Gli inizi delle mie esperienze di “piccolo chimico dell’acqua di mash“, furono abbastanza “empirici”, il suggerimento più semplicistico che posso darvi se volete prendere in considerazione la modifica del PH del vostro mosto, e cominciare a sperimentare le differenze con un mash non “acidificato” prima di investire nell’acquisto di un PHmetro e nei prodotti per la modifica del PH (io uso dell’acido lattico, ma va bene anche quello citrico), è lo stesso che diedero a me: provate a spremere un mezzo limone nell’acqua (in un batch da 23 litri finiti..) prima di gettare i grani di malto, vi garantisco che noterete subito le differenze in efficenza e limpidezza (sopratutto se fate basse fermentazioni), ovviamente non bisognerà esagerare con l’acidificazione del mash spremendoci dentro un sacco di limone, e bisognerà tenere conto che il malto che andremo ad usare, abbasserà naturamente il PH dell’acqua, dato che ha una sua acidità latente e vi sono anche malti che sono prodotti appositamente per questo scopo, come questo: http://www.birramia.it/malto-in-grani-sauermalz-malto-acido-1-kg-weyermann.html#.WADB6yRJPeo.
Ma come ho detto sopra, quello del “limone” è un modo empirico o “spannometrico” per acidificare l’acqua, con un pò di pratica si può ottenere una buona approssimazione anche senza un PHmetro, usando delle economiche “Cartine di Tornasole“, che ho utilizzato anche io (ma mai in modo realmente soddisfacente..) prima di dotarmi di uno strumento di misura elettronico.
Il loro impiego è semplice: si depositano alcune goccie di mosto sulla cartina, si osserva la variazione di colore, e la si confronta con la scala colorimetrica, francamente le trovavo imprecise e non riuscivo a determinare i valori “decimali” del PH, ma ci sono persone che le usano con soddisfazione, quindi non mi sento di sconsigliarle a priori.

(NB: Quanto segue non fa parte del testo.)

PR #226, opened 2019-08-03
Added CraftTweaker and JEI Integration

### LINKED ISSUE #228: Recipe System Refactoring / Craft Tweaker / JEI
See https://gist.github.com/alcatrazEscapee/c078386d7a41ddb48d0010b25fdec109 for an idea of how to properly do recipes in TFC

 - [x] Move stuff to `IIngredient<ItemStack>` from `ItemStack`
 - [ ] Add JEI Categories for all forms of TFC recipes.
 - [ ] Add Craft Tweaker hooks for pack makers (low priority)

DisasterMoo:
Replaces #194 
Also removed redundancy in `LoomRecipe`

Closes #228


src/main/java/net/dries007/tfc/compat/crafttweaker/CTItemRegistry.java
```diff
@@ -0,0 +1,235 @@
...
+                public String describe()
+                {
+                    return "Registered heat capacity for " + input.toCommandString();
+                }
+            });
+        }
+    }
+
+    @ZenMethod
+    public static void registerHeatRecipe(String registryName, IItemStack input, IItemStack output, float transformTemp, float maxTemp)
```
alcatrazEscapee: My suggestion for this:
 - Move it to it's own class, i.e. `CTHeatRecipe`
 - Add remove variants for `HeatRecipe`, targeting `HeatRecipeSimple`, as the others shouldn't really be modifiable via scripts as they are too dynamic.

src/main/java/net/dries007/tfc/compat/jei/categories/HeatMetalCategory.java
```diff
@@ -0,0 +1,61 @@
+/*
```
alcatrazEscapee: Can `HeatMetalCategory` and `HeatSimpleCategory` be merged into a generic heat recipe category? It should show the input, and both possible outputs (items and fluids), along with the temperature (in red, yellow, brilliant white, etc.)

alcatrazEscapee:
After testing a bit, I have a few change requests:
 - The anvil should show step icons, not just green + red squares, as well as the required steps for the item. i.e. what you see on the anvil GUI if you're about to make that item.
 - Welding should not show the full anvil GUI + buttons, as everything there is unused. Just show the input + ouputs and an arrow, since the operation is actually an in world craft
 - Anvil should show all hammers (ore dict "hammer") and all flux (ore dict "flux") instead of wrought iron + TFC flux item
 - Fire clay should use a different background texture (this is a more general bug with the knapping GUI as well, not a specific JEI bug, could it be fixed? the missing texture is [this one](https://github.com/Deadrik/TFCraft/blob/master/src/Resources/assets/terrafirmacraft/textures/items/pottery/clay%20flat%20dark%20fire.png)
 - Alloy %s are very small - maybe make them stacked with the %s displayed on the side?

PR #229, opened 2019-08-04
Wooden Bucket

DisasterMoo:


src/main/java/net/dries007/tfc/objects/items/ItemsTFC.java
```diff
@@ -114,6 +115,9 @@
     @GameRegistry.ObjectHolder("powder/salt")
     public static final ItemPowder SALT = getNull();
 
+    @GameRegistry.ObjectHolder("wooden_bucket")
```
alcatrazEscapee: Object holder annotations not necessary if the field name matches the registry name (case insensitive)

src/main/java/net/dries007/tfc/objects/items/wood/ItemBucketTFC.java
```diff
@@ -0,0 +1,159 @@
...
+{
+    public static final Set<Fluid> ALLOWED_BUCKET_FLUIDS;
+    private static final int CAPACITY = 1000;
+
+    static
+    {
+        ALLOWED_BUCKET_FLUIDS = new HashSet<>();
+        for (String fluidName : ConfigTFC.GENERAL.woodenBucketWhitelist)
+        {
+            ALLOWED_BUCKET_FLUIDS.add(FluidRegistry.getFluid(fluidName));
```
alcatrazEscapee: I have one concern here: this could potentially run too early, before fluids have been registered. TFC will register Fluids -> Blocks -> Items, so it shouldn't be a problem there, but other mods may wait until init or after items.

My suggestion would be to move this to an on-demand / lazy loaded calculation in `initCapabilities`, as I doubt it's that resource intensive.

src/main/java/net/dries007/tfc/ConfigTFC.java
```diff
@@ -69,6 +69,10 @@ public static void onConfigChangedEvent(ConfigChangedEvent.OnConfigChangedEvent
         @Config.LangKey("config." + MOD_ID + ".general.leafStickDropChanceBonusClasses")
         public String[] leafStickDropChanceBonusClasses = new String[] {"knife", "scythe"};
 
+        @Config.Comment("List of fluids allowed to be picked up by wooden bucket")
+        @Config.LangKey("config." + MOD_ID + ".general.woodenBucketWhitelist")
+        public String[] woodenBucketWhitelist = new String[] {"fresh_water", "hot_water", "salt_water", "water", "limewater", "tannin", "olive_oil", "vinegar", "rum", "beer", "whiskey", "rye_whiskey", "corn_whiskey", "sake", "vodka", "cider", "brine", "milk_curdled", "milk_vinegar"};
```
alcatrazEscapee: Oh, and as of b7c9c2e6a105d91e56d6c359925ea2099113538c I'm going to be picky about this: Please add an `en_us.lang` entry with the lang key and tooltip of any config values you add. See the existing ones for style - the name should be a readable version of the variable name and the tooltip should match the comment.

PR #251, opened 2019-08-05
Improve support for additional health mods/Absorption

GreyMario:
Cosmetic changes to the health bar renderer to support additional colors when health reaches high enough.

Config option to switch to "single bar" mode (if the above is not desired by the user) in which all health capacity is crammed into the red health bar.

Adds subtle shadow to avoid white text on lighter parts of health bar blending together.

Requires change to TFC-Assets (https://github.com/TerraFirmaCraft/TFC-Assets/pull/59).


src/main/java/net/dries007/tfc/ConfigTFC.java
```diff
@@ -186,6 +186,10 @@ public static void onConfigChangedEvent(ConfigChangedEvent.OnConfigChangedEvent
         @Config.Comment("Should the prospectors pick output to the actionbar? (the space just above the hotbar)")
         @Config.LangKey("config." + MOD_ID + ".client.propickOutputToActionBar")
         public boolean propickOutputToActionBar = true;
+
+        @Config.Comment("Show extra player health using additional health bar overlays? (for Absorption or increased max health)")
+        @Config.LangKey("config." + MOD_ID + ".client.showExtraHealthWithOverlays")
+        public boolean showExtraHealthWithOverlays = true;
```
alcatrazEscapee: As of b7c9c2e6a105d91e56d6c359925ea2099113538c I'm going to be picky about this: Please add an `en_us.lang` entry with the lang key and tooltip of any config values you add. See the existing ones for style - the name should be a readable version of the variable name and the tooltip should match the comment.

GreyMario:
>code style

Huh. I definitely imported the code style, and it hasn't actually complained about anything at all. Let me double check, I guess.

src/main/java/net/dries007/tfc/ConfigTFC.java
GreyMario: Lang file updated to match.

GreyMario:
Closing on the grounds of Claycorp's "I have a banhammer, so the fact that I'm _provably wrong_ doesn't matter" attitude makes me not want to contribute to the project at all.

PR #254, opened 2019-08-05
Added jug with drinkable ability.

DisasterMoo:


src/main/java/net/dries007/tfc/objects/items/wood/ItemWoodenBucket.java
```diff
@@ -173,6 +173,7 @@ public void getSubItems(CreativeTabs tab, NonNullList<ItemStack> items)
     {
         if (isInCreativeTab(tab))
         {
+            items.add(new ItemStack(this));
```
DisasterMoo: I forgot to comment why i'm adding this: It adds an empty bucket to the creative tab before adding the filled ones.

alcatrazEscapee: I must've forgotten that, thanks.

PR #273, opened 2019-08-08
Added thatch bed.

### LINKED ISSUE #227: Straw + Thatch Bed
- Right click to set spawn
 - Allows player to sleep through thunder storms, not through night. (same as 1.7.10)

DisasterMoo:
Closes #227


DisasterMoo:
Had to change extending `BlockBed` (it expects a `TileEntity` as it implements `ITileEntityProvider`, which in turn force to use TESR instead of models) and copy paste most of it's code, but now it's working with a static model.

alcatrazEscapee:
iirc can still extend `BlockBed` - just override `createTileEntity`, `hasTileEntity` and `createNewTileEntity` to all return null / false.

Also implementing `ITileEntityProvider` has nothing to do with expecting a `TESR` - it just indicates it has a tile entity. The renderer is a totally separate part.

DisasterMoo:
> iirc can still extend `BlockBed` - just override `createTileEntity`, `hasTileEntity` and `createNewTileEntity` to all return null / false.

I did try that, but still couldn't make it use the model file.

alcatrazEscapee:
Just override the methods in `BlockBed` that delegate to using a TESR for rendering. See `getRenderType`, `getRenderLayer`, `hasCustomBreakingProgress`, etc. Basically anything in `BlockBed` that is overridden from it's default in `Block`

TESR's are bound to Tile Entities - so if you don't return a TE, it won't ask you for a TESR.

PR #274, opened 2019-08-08
Fluid Rewrite

alcatrazEscapee:
- All TFC fluids now are stored as wrappers, which hold the fluid instance (either the TFC created one, or a default one), and records if it is default or not
 - Blocks are registered for non-default fluids, using the wrapper.
 - Moved Drinkables and Metal fluids into their own wrapper classes

### DIFF
--- a/src/main/java/net/dries007/tfc/objects/fluids/FluidsTFC.java
+++ b/src/main/java/net/dries007/tfc/objects/fluids/FluidsTFC.java
@@ -112,13 +112,13 @@ public final class FluidsTFC
     {
         allInfiniteFluids = ImmutableSet.<FluidWrapper>builder()
             .add(
-                HOT_WATER = registerFluid(new Fluid("hot_water", STILL, FLOW, 0xFF345FDA).setTemperature(350), (fluid, isDefault) -> new DrinkableFluidWrapper(fluid, isDefault, player -> {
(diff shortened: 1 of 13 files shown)


src/main/java/net/dries007/tfc/objects/fluids/FluidsTFC.java
```diff
@@ -5,147 +5,194 @@
...
 
-            for (Metal metal : TFCRegistries.METALS.getValuesCollection())
+    public static void preInit()
+    {
+        allInfiniteFluids = ImmutableSet.<FluidWrapper>builder()
+            .add(
+                HOT_WATER = registerFluid(new Fluid("hot_water", STILL, FLOW, 0xFF345FDA).setTemperature(350), (fluid, isDefault) -> new DrinkableFluidWrapper(fluid, isDefault, player -> {
+                    if (player.getFoodStats() instanceof FoodStatsTFC)
+                    {
+                        ((FoodStatsTFC) player.getFoodStats()).addThirst(40);
```
DisasterMoo: You probably missed, this is making hot_water behaves like fresh_water.

src/main/java/net/dries007/tfc/objects/fluids/FluidsTFC.java
```diff
@@ -5,147 +5,194 @@
...
+                    }
+                })),
+                FRESH_WATER = registerFluid(new Fluid("fresh_water", STILL, FLOW, 0xFF1F32DA)),
```
DisasterMoo: And fresh water not being drinkable

PR #277, opened 2019-08-09
Fix #270 different language requires different format

### LINKED ISSUE #270: config missing & confusing naming issue

HeartyYF:
NOTE: This is **not** the best way to solve the problem(maybe the worst way). The best way, as I've claimed, is to use "%s %s" in the language file.


alcatrazEscapee:
Yes, you are right, this is **not** the way to solve this. We are not going to hard code a fix to one specific translation issue.

PR #281, opened 2019-08-10
More bugfixing

### LINKED ISSUE #43: Morning glories can spawn on leaves
https://i.imgur.com/w70e78v.png

### LINKED ISSUE #133: Nitpick with grass slowing players
Certain tall plants, namely fescue grass and switchgrass, slow the player down as they try to walk through them. While this makes sense, the slowing effect is applied by the plant regardless of its age. This can become slightly irritating when the plant is very young, and barely reaches up to the player's knees, less so than other non-slowing species of grass.

I suggest that the slowing effect is only imparted by grasses which have "part" set to "lower", as this implies that the grass is full-sized and would believably impede movement.

### LINKED ISSUE #235: Zombie mobs drop vanilla minecraft potatoes

### LINKED ISSUE #247: Drinking may cause thirst bar to flicker slightly
HArd to capture with a screenshot, but when holding right click on the water, sometimes the thirst fills up for a frame, then flashes back down, before going back up again.

### LINKED ISSUE #255: Adding logs to a pit kiln does not play a sound
I swear it did before.

DisasterMoo:
Closes #43 
Closes #133 
Closes #235 
Closes #247 
Closes #255

### DIFF
--- a/src/main/java/net/dries007/tfc/TerraFirmaCraft.java
+++ b/src/main/java/net/dries007/tfc/TerraFirmaCraft.java
@@ -32,6 +32,7 @@ import net.dries007.tfc.client.gui.overlay.PlayerDataOverlay;
 import net.dries007.tfc.client.render.animal.RenderAnimalTFCFamiliarity;
 import net.dries007.tfc.command.*;
 import net.dries007.tfc.network.*;
+import net.dries007.tfc.objects.LootTablesTFC;
 import net.dries007.tfc.objects.entity.EntitiesTFC;
 import net.dries007.tfc.objects.items.ItemsTFC;
 import net.dries007.tfc.proxy.IProxy;
@@ -181,6 +182,7 @@ public final class TerraFirmaCraft
             GuiIngameForge.renderArmor = false;
             GuiIngameForge.renderExperiance = false;
         }
+        MinecraftForge.EVENT_BUS.register(LootTablesTFC.getInstance()); //Register removal loot entries in init so it won't crash
 
         worldTypeTFC = new WorldTypeTFC();
         GameRegistry.registerWorldGenerator(new RarityBasedWorldGen(x -> x.lavaFissureRarity, new WorldGenFissure(true)), 0);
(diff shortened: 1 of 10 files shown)


src/main/java/net/dries007/tfc/TerraFirmaCraft.java
```diff
@@ -181,6 +182,7 @@ public void init(FMLInitializationEvent event)
             GuiIngameForge.renderArmor = false;
             GuiIngameForge.renderExperiance = false;
         }
+        MinecraftForge.EVENT_BUS.register(LootTablesTFC.getInstance()); //Register removal loot entries in init so it won't crash
```
alcatrazEscapee: This can be reverted to static, as per discord discussion.

src/main/java/net/dries007/tfc/world/classic/worldgen/WorldGenPlantTFC.java
```diff
@@ -113,7 +115,12 @@ public boolean generate(World worldIn, Random rand, BlockPos position)
                 for (int i = 0; i < ChunkDataTFC.getRainfall(worldIn, position) / 16; ++i)
                 {
                     BlockPos blockpos = position.add(rand.nextInt(4) - rand.nextInt(4), rand.nextInt(4) - rand.nextInt(4), rand.nextInt(4) - rand.nextInt(4));
-
+                    //Make sure this is a good position to place (eg: not on top of leaf blocks, replaceable blocks)
+                    while (!worldIn.isAirBlock(blockpos) || worldIn.getBlockState(blockpos.down()).getBlock() instanceof BlockLeaves || worldIn.getBlockState(blockpos.down()).getMaterial().isReplaceable())
```
alcatrazEscapee: This shouldn't be duct-taped on here - it should become part of `BlockPlantTFC` or whichever is used for moss type plants. Ideally there's a flag for if it requires a solid block to support it. May require an additional plant type.

PR #300, opened 2019-08-13
Make Water Sane Again

### LINKED ISSUE #146: Fluids are goddammed broken
word.

DavidTriphon:
Attempts to fix #146

Makes liquids interact as if they were all the same liquid.


src/main/java/net/dries007/tfc/objects/blocks/BlockFluidTFC.java
```diff
@@ -0,0 +1,424 @@
...
+        if (adjState.getMaterial().isSolid())
+            return -1;
+
+        // adjacent air or non-mergeable liquids
+        return 0;
+    }
+
+    protected boolean isMergeableFluid(@Nonnull IBlockState blockstate)
+    {
+        return (blockstate.getMaterial() == getDefaultState().getMaterial()) && (blockstate.getMaterial().isLiquid());
```
alcatrazEscapee: I think this should do a `blockstate.getBlock() instanceof BlockFluidTFC` instead of comparing by material.
 - I don't see a particular reason why water can't merge with alchohol - It's certainly not obvious to the player why not.
 - We don't want to override fluid blocks that aren't TFC ones.
If there's something I'm missing here let me know.

PR #328, opened 2019-08-24
Bugfixing

DisasterMoo:


src/main/java/net/dries007/tfc/objects/te/TEPitKiln.java
```diff
@@ -291,6 +291,22 @@ public boolean tryLight()
                 burnTicksToGo = ConfigTFC.GENERAL.pitKilnTime;
                 updateBlock();
                 world.setBlockState(above, Blocks.FIRE.getDefaultState());
+                //Light other adjacent pit kilns
+                for (EnumFacing solidBlock : EnumFacing.HORIZONTALS)
```
alcatrazEscapee: This is more than adjacent pit kilns - just store a list of positions (the four diagonals) and iterate through those. i.e.
```java
Set<BlockPos> ADJACENT_POS = Set.of(new BlockPos(-1, 0, -1), ...
```

PR #340, opened 2019-08-27
Skills

alcatrazEscapee:
- Prospecting updated to be less grindy and more based on finding ore
 - Smithing still WIP
 - Agriculture and Butchering ported directly
 - GUI still missing a few compatibility options for multiple skills

Closes #163

PR #460, opened 2019-09-24
Skills

### LINKED ISSUE #163: Skills
- These are already scaffolded, talk to Alcatraz about how to continue with this.
 - Prospecting - effect is easy to implement, change leveling method to be ore based?
 - Smithing (all kinds) - need to figure out what kind of bonuses this will give to the tool. (Enchantments?)
 - Agriculture / Butchery - drops increace based on skill level, possible requirement for unique crops / animals?

DisasterMoo:
Supersedes #340 

Everything from #340 plus:
- Added `/skills` command to set skill level.
- Gui progress bar are colored based on skill tier.

Closes #163


src/main/java/net/dries007/tfc/api/capability/food/FoodStatsTFC.java
```diff
@@ -30,7 +30,8 @@
 @ParametersAreNonnullByDefault
 public class FoodStatsTFC extends FoodStats implements IFoodStatsTFC
 {
-    public static final float PASSIVE_HEAL_AMOUNT = 20 * 0.0002f; // On the display: 1 HP / 5 second
```
alcatrazEscapee: These should all be reverted - they were part of a fix for nutrition decay that got fixed on the main branch instead

src/main/java/net/dries007/tfc/network/PacketSkillsUpdate.java
```diff
@@ -0,0 +1,64 @@
...
+import net.minecraftforge.fml.common.network.simpleimpl.IMessage;
+import net.minecraftforge.fml.common.network.simpleimpl.IMessageHandler;
+import net.minecraftforge.fml.common.network.simpleimpl.MessageContext;
+
+import io.netty.buffer.ByteBuf;
+import net.dries007.tfc.TerraFirmaCraft;
+import net.dries007.tfc.api.capability.player.CapabilityPlayerData;
+import net.dries007.tfc.api.capability.player.IPlayerData;
+
+public class PacketSkillsUpdate implements IMessage
```
alcatrazEscapee:
```suggestion
public class PacketPlayerDataUpdate implements IMessage
```
Since skills got renamed to more generic player data capability

src/main/java/net/dries007/tfc/objects/items/metal/ItemProspectorPick.java
```diff
@@ -56,6 +59,13 @@ public EnumActionResult onItemUse(EntityPlayer player, World worldIn, BlockPos p
 
             if (!worldIn.isRemote)
             {
+                float falseNegativeChance = 0.4f; //Classic value was random(100) >= (60 + rank)
```
alcatrazEscapee: I think we should keep the same calculation. It lowers the bar for "no false negatives", which is the only important milestone to the player (continuous incremental gains aren't rewarding, better stats on a new tier is). Thus false negative chance is `0.4 - skill.getTier().ordinal() * 0.1`

src/main/java/net/dries007/tfc/util/skills/SimpleSkill.java
```diff
@@ -0,0 +1,71 @@
...
+    public float getLevel()
+    {
+        // checks >=4f for full progress bar in MASTER tier.
+        return amount >= 4f ? 1.0F : amount % 1.0F;
+    }
+
+    @Override
+    public void setTotalLevel(double value)
+    {
+        amount = (float) value * 4f;
```
alcatrazEscapee: This should do the same verification check that `add` does - don't allow a value outside [0, 1]

src/main/java/net/dries007/tfc/util/skills/SmithingSkill.java
```diff
@@ -0,0 +1,165 @@
...
+        return totalSkill >= 160 ? 1.0F : (totalSkill % 40) / 40.0f;
+    }
+
+    @Override
+    public void setTotalLevel(double value)
+    {
+        //Evenly distribute value accordingly
+        for (Type smithType : Type.values())
+        {
+            skillLevels[smithType.ordinal()] = (int) (value * smithType.getMax());
```
alcatrazEscapee: This should do a sanity check on value, don't allow a value outside [0, 1]

src/main/java/net/dries007/tfc/objects/items/metal/ItemProspectorPick.java
alcatrazEscapee: Sorry, I made a mistake in the above calculation. The intent is for each tier to reduce false negatives by 10%, with all of master (not just 100% skill in master) giving no false negatives. You don't need any complicated logic here. The only change from above is `0.3 - skill.getTier().ordinal() * 0.1`

PR #72, opened 2020-12-01
add margin to form text on signup page

PeculiarGoat:


smitsanghvi21 (approved):
Works fine on all the devices, scales on zoom in and out. Just a tiny thing which isn't important though-bit of extra spacing above the text if there's a Newsletter checkbox.
image

stajs:
What are we fixing and why? The ADO card has no detail on it. The title "create account button padding is wrong" - what is wrong? Before and after pics? We need to be better with keeping the cards clear about what the work is.

PeculiarGoat:
@stajs sorry I forgot to fill it out... it's done now: https://dev.azure.com/S72/SHIFT72/_workitems/edit/2481

PR #75, opened 2020-12-04
Ab#1466 modal issues

PeculiarGoat:
[Two bugs on one card](https://dev.azure.com/S72/SHIFT72/_workitems/edit/1466):
1. I still can't figure out what is allowing pages to scroll behind modals (and it's not just on iPhone or the account page).  Fixing this might be even more difficult while [this bug](https://dev.azure.com/S72/SHIFT72/_workitems/edit/2530) exists.
2. Fixed it.


smitsanghvi21:
@PeculiarGoat Still can't see the Footer when the modal of the account page is open though (screen recording [here](https://monosnap.com/file/5K3HeuKqd51J26ph8UkONFwiJd4dvH)). However, looks like the 1st issue might be fixed because I wasn't able to replicate it when cloned shift72-template (screenshot [here](https://monosnap.com/file/fnB7JBYxsbfSWH2EfnYanlIRTN5kmt)).

PeculiarGoat:
@smitsanghvi21 I think the footer on the account page is actually below the screen!

gscragg (approved):

PeculiarGoat:
I can't find any side-effects to removing `overflow-y: scroll` from the html element to fix the scrolling problem.  Might be worth getting this tested before merging anyway though.

PR #76, opened 2020-12-07
Bonus content fix

curtisadams28:
https://dev.azure.com/S72/SHIFT72/_boards/board/t/Delivery%20team/Stories/?workitem=540

### DIFF
--- a/site/styles/_meta-detail.scss
+++ b/site/styles/_meta-detail.scss
@@ -397,7 +397,6 @@
               font-size: 12px;
             }
           }
-
           .runtime {
             margin-left: auto;
             font-size: 8px;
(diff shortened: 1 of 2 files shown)


PeculiarGoat (changes requested):
Your solution works nicely but I don't like the visual inconsistency that having a long/short synopsis creates with the runtimes.
image

I think you should run this past the design team and let them decide if we need to change the way the runtime is aligned or if we can live how it is in the screenshot.

curtisadams28:
png)
> 
> I think you should run this past the design team and let them decide if we need to change the way the runtime is aligned or if we can live how it is in the screenshot.

PR #81, opened 2020-12-22
remove offset height from padding

smitsanghvi21:
Based on [this](https://dev.azure.com/S72/SHIFT72/_workitems/edit/2655/) issue. Looks like the overflow was happening due to offset height being added in the subnavOverflowing function. This might not be required anymore since couple of weeks ago the default padding was adjusted in the variable file.

### DIFF
--- a/site/static/js/main.js
+++ b/site/static/js/main.js
@@ -489,7 +489,7 @@ function togglePageTopPadding() {
   if (subnavOverflowing()) {
     if (page.hasAttribute('style')) return;
     var padding = parseFloat(window.getComputedStyle(page, null).getPropertyValue('padding-top'));
-    page.style.paddingTop = (padding + navItem.offsetHeight) + 'px';
+    page.style.paddingTop = (padding) + 'px';
   } else {
     page.removeAttribute('style');
   }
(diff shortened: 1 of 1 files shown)


PeculiarGoat:
Adjusting the padding in the variable file wont have an effect on subnav wrapping.  Does removing the offset height prevent stop the page from bumping down when the subnav wraps?... if yes... it might be better to just remove the subnavOverflowing function completely and rethink how to solve the subnav wrapping issue.

smitsanghvi21:
@PeculiarGoat If i am not wrong this would just add some padding to the page class which is below the navigation when the subnav overflows right? Offset height is just adding some extra padding between the nav and the page content while causing this issue when subnav overflows. Removing it fixes the issue and reduced the padding but still leaves some padding between those 2 divs and doesn't mess the layout.

PeculiarGoat:
I just tested it out.... the `togglePageTopPadding` is made redundant by your change so I think it should just be removed.  The padding on the carousel stuff has been increased recently (I think) so the subnav wrapping shouldn't be an issue anymore unless the client wants a crazy amount of subnav items like we have on the staging site (it wraps to 4 rows :-1:).

PeculiarGoat:
@smitsanghvi21 where's this at?

PeculiarGoat (approved):
:+1:

PR #83, opened 2021-01-10
full width carousel background

curtisadams28:
ADO Card (https://dev.azure.com/S72/SHIFT72/_boards/board/t/Delivery%20team/Stories/?workitem=2706)

### DIFF
--- a/site/templates/collection/carousel_item.jet
+++ b/site/templates/collection/carousel_item.jet
@@ -13,7 +13,7 @@
     <a href="{{routeToSlug(item.Slug)}}" class="carousel-item-link">
 
       {{if isset(item.Images["Carousel"])}}
-        <s72-image src="{{item.Images.Carousel}}" alt="{{item.Title}}" class="carousel-item-image"></s72-image>
+        <div class="carousel-item-image" style="background-image: url({{item.Images.Carousel}})"></div>
       {{end}}
 
       {{if !isset(item["PageType"]) || item.PageType != "external"}}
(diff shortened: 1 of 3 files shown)


site/templates/collection/carousel_item.jet
```diff
@@ -13,7 +13,7 @@
     <a href="{{routeToSlug(item.Slug)}}" class="carousel-item-link">
 
       {{if isset(item.Images["Carousel"])}}
-        <s72-image src="{{item.Images.Carousel}}" alt="{{item.Title}}" class="carousel-item-image"></s72-image>
+        <div class="carousel-item-image" style="background-image: url({{item.Images.Carousel}})"></div>
```
curtisadams28, line 16: Ideally, I would have used `object-fit: cover;` on the image but it isn't supported in IE11. The tradeoff with this method is that you don't get the alt tag. Alternatively, I discovered that you can use `background-image` on a `` tag but I'm not sure if that is good practice?

gscragg (changes requested):
I would like a good reason why `s72-image` is no longer being used.

gscragg:
> I would like a good reason why `s72-image` is no longer being used.

And I ask this because using an `s72-image` component gives us the power to change the image that is rendered or make other decisions about the image before rendering it.

Our carousel component does try to resize itself based on the images dimensions: https://github.com/indiereign/shift72-web/blob/master/src/ui/carousel/carousel.component.js#L10

stajs:
@gscragg New PR here https://github.com/shift72/core-template/pull/86

@curtisadams28 This PR should be abandoned? The carousel `imageSizeRatio` - is that what you've done in the CSS calcs of the new PR (maybe continue discussion there)?

PR #84, opened 2021-01-11
Look for a specific value of 'wishlist_enabled' before displaying nav…

additiverich:
… item

(if the value has been set to something other than "true" it'll still behave as if it's true; the only way this can not be true is if it does not exist)


PeculiarGoat (approved):
Heh I noticed this last week too!

Might be worth locking the component and button behind the config in Relish too.

PR #87, opened 2021-01-15
changed cursor on language selector

curtisadams28:
Just changed the cursor to be consistent with the other dropdown menus.


PeculiarGoat (approved):
Cool I didn't notice that!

Con il passare del tempo e con l’acquisizione di esperienza, e visto che la correzione dell’acidità del mash dava i suoi frutti, per incrementare l’insoddisfacente precisione della misura del PH ottenuta tramite le cartine di Tornasole, sono passato a dei PHmetri elettronici; ne ho cambiati parecchi, anche perchè ho sempre comprato modelli piuttosto “economici” tipo questi, di sicuro sono abbastanza basilari come strumenti, e la misura del PH va effettuata sempre a 20°C, quindi per effettuarla bisogna prelevare una piccola quantità di mosto e raffreddarlo, ma nonostante l’uso un pochetto laborioso, hanno sempre funzionato in modo più che dignitoso per le necessità di precisione di un homebrewer, ma hanno un difetto di base: l’elettrodo è fisso e non sostituibile, e alla lunga si danneggia, nonostante li abbia sempre tenuti “umidificati” con il liquido di conservazione apposito.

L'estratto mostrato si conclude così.